This is why I don't like magazine disconnect "safeties" on my pistols.  Even if the magazine fell out of my Glock, at least it's still good for a single shot.  

This also shows the importance of training with your backup weapon, too.


----------



## MA-Caver (Apr 17, 2008)

I agree that the secondary weapon prevented the officer from further harm. It's sad that he had to take the life of a kid like that. Defending himself was righteous. But, I'd still like to know the circumstances leading up to the event and why the kid was swinging the bat. Hopefully there'll be more to this story revealed. 
Tragic but imo, a righteous shoot.


----------



## Sukerkin (Apr 17, 2008)

The comment of one parent, at the end of the article, made me sigh and raise an eyebrow.  The officer had just been struck on the head with a club, wielded by someone bigger than he was and his primary sidearm had just malfunctioned on him.

What was he supposed to do?  I don't believe that the attacker would have politely waited whilst the policeman regathered his composure and the fact that he made such an attack in the first place shows that the aggressor was not amenable to reason.

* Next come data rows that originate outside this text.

PR #4341, opened 2017-09-07
Don't create bin links within link:// deps or from sub-packages of linked deps

skevy:
**Summary**

When installing a package with link:// deps, Yarn will link bin files from the parent package into the linked package and from any sub-packages of the linked package. This is undesirable behavior.

For link:// deps, Yarn doesn't do an install in the linked dep, so IMO it shouldn't link bin's either.

It's particularly weird when you have a lot of linked deps throughout your repo, interlinked with each other. You end up with .bin directories in your packages that have links to places all over your monorepo:

```
- package-foo/node_modules/.bin/
  - eslint ---> ../eslint/bin/eslint.js
  - mkdirp ---> ../../../package-bar/node_modules/mkdirp/bin/cmd.js

- package-bar/node_modules/.bin
  - babel-cli ---> ../../package-foo/node_modules/babel-cli/bin/babel.js
```

Since `link://` deps are treated like remotes, I think not modifying the linked modules node_modules dir is the correct behavior.

In addition, when I would run simultaneous `yarn install`'s in packages that were linked together with `link://`, I'd occasionally encounter ENOENT errors (during the link bin step) because it would be trying to link bin files in directories that didn't exist yet.

**Test plan**

Ran tests. Tested in a repo that uses lots of `link://` deps.


src/package-linker.js
```diff
@@ -468,6 +479,16 @@ export default class PackageLinker {
     return range === '*' || satisfiesWithPreleases(version, range, this.config.looseSemver);
   }
 
+  _isChildOfLinkedDep(linkedDepLocations: Array<string>, location: string): boolean {
+    let isWithinLink = false;
+    linkedDepLocations.forEach(loc => {
+      if (location.startsWith(loc)) {
```
skevy: Also, I will admit that this isn't my favorite way to solve this problem, but it is the least intrusive.

There's no real concept, that I could tell, of "give me the parent PackageReference that asked for this dependency". There is a `requests` array, but in the scenario where package-a (a non-linked dep) _and_ package-b (a link:// dep) requests `foo-bar`, it's not clear to me how, within the context of looping through the `flatTree` data structure, how we would tell which one of those "requests" applies.

Seeing as the flat tree structure provides us with an absolute path (that is not resolved into a symlink), this seemed like a reasonable (albeit slightly hacky) way to determine whether or not it was a child.

Curious to hear thoughts here or if I missed something in the underlying data structures.

skevy:
I've updated this PR, after realizing I did was checking the wrong thing.

I didn't want to check whether or not the package being linked was within a linked dep -- I wanted to check whether the destination that it was being linked to was within a linked dep.

skevy:
I made an amendment to this PR -- in addition to not linking deps elsewhere that are sub deps of a linked package, we _also_ don't want to link deps from the hoisted node_modules into the linked package. There should be no modification of `link:`'ed packages by yarn'ing in a dependent package.

src/package-linker.js
```diff
@@ -483,6 +500,16 @@ export default class PackageLinker {
     return range === '*' || satisfiesWithPreleases(version, range, this.config.looseSemver);
   }
 
+  _isChildOfLinkedDep(linkedDepLocations: Array<string>, location: string): boolean {
+    let isWithinLink = false;
+    linkedDepLocations.forEach(loc => {
+      if (path.join(location, 'node_modules').startsWith(loc)) {
```
BYK: We actually have a constant for this in constants.js: `NODE_MODULES_FOLDER` can you use that instead?

BYK: Instead of the "heavy" `path.join` can we not just check for `location.startsWith(loc)`?. Also I think using a short-circuited for-of loop would be better here.

src/package-linker.js
```diff
@@ -403,6 +413,13 @@ export default class PackageLinker {
         topLevelDependencies,
         async ([dest, pkg]) => {
           if (pkg._reference && pkg._reference.location && pkg.bin && Object.keys(pkg.bin).length) {
+            if (
+              this._isChildOfLinkedDep(linkTypeDepsLocations, pkg._reference.location) ||
+              this._isChildOfLinkedDep(linkTypeDepsLocations, dest)
```
BYK: Looks like we only use `_isChildOfLinkedDep` in a combination of `dest` and `pkg._reference.location` so may be we can pass it two values instead and be more efficient?

src/package-linker.js
```diff
@@ -179,6 +180,8 @@ export default class PackageLinker {
         // with a symlink source
         src = remote.reference;
         type = 'symlink';
+        // store the dest location for later usage
+        linkTypeDepsLocations.push(dest);
```
BYK: Maybe a `Set()` would be more efficient here?

BYK:
@skevy - Still interested in working on this?

skevy:
@BYK yah definitely. We're using a version of this patch internally on our fork. Just have been busy with some other things. I'll get back to upstreaming some of my changes soon...I also have fixes for file: deps and `yarn pack`.

arcanis:
Ping @skevy - I ran a rebase to resolve the conflict, but can you check @BYK comments before I can merge the PR?

BYK:
Closing this PR since I don't think the approach is good. We should not operate on the final destination of links but have higher-level checks to avoid putting stuff under `link://` dependencies.

That said, looking at this and #5112 I feel like we should deprecate `link://` in favor of workspaces. @rally25rs what do you think?

rally25rs:
IMO `link:` causes more problems than it fixes. The place I had hopes for using it was for local dev between packages that depend on each other, but I had to stop using it locally because if I had something like:

```
proj1
  node_modules

proj2
  node_modules
```

and added `link:../proj1` to proj2, it would mess up dependency resolution because node.js would find the packages in `proj1/node_modules` which may or may not be in sync with the versions specified in `proj2`'s `yarn.lock`, and also caused multiple versions of packages for web projects where they should have been flattened and hoisted to a common version.

I think `yarn link` or `file:` or `workspace` are all viable solutions instead of `link:`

It's awful for those that knew him (and no pleasant thing for the officer either) but you have to wonder what was happening in the teenagers head to trigger such an incident?


----------



## theletch1 (Apr 17, 2008)

I'll add a sad shake of the head to your sigh and raised eyebrow, Mark.  Attempted murder is attempted murder regardless of the weapon used.  Clubbing someone with a "crude baseball bat" (why they didn't just say club is beyond me) is just as deadly as a shot from a handgun.  Seems that the moment there is gunpowder involved everyone looks at it differently.  At 6' and 250 pounds this was no "kid".  He was a deadly threat to the officer and the officer defended himself as he should have.  Had this been another student that had been attacked the headline would have been different.


----------



## Andy Moynihan (Apr 17, 2008)

Well let's see now:

*Before anything else we are aware of a disparity of force( the size difference between attacker and officer)

*The attacker then brought a bat into the equation( assault with a deadly)

* he then *struck the officer in the head* with said weapon, at which time there is no sane argument to the fact he has used deadly force upon the officer.

*this person then chose to come at the officer a *second* time while the officer was on the ground, at which time the officer stopped the argument.


I'm sorry. I don't care what anybody else says, that kid BOUGHT what happened to him.


----------



## Big Don (Apr 17, 2008)

I'm from and in Fresno. The news is nuts with this one right now. Seems to me, it may have been Suicide by cop.


----------



## Andy Moynihan (Apr 17, 2008)

That could very well be a possibility if no reason can be found for the attack( not that it makes the officer's response any less justified).


----------



## thardey (Apr 17, 2008)

Andy Moynihan said:


> Well let's see now:
> 
> *Before anything else we are aware of a disparity of force( the size difference between attacker and officer)
> 
> ...



Echo that.

While I would like to know what could have been done differently to avoid this result, particularly what emotions were involved, I can't ask for this officer to be judged by more than what I would like to be judged by.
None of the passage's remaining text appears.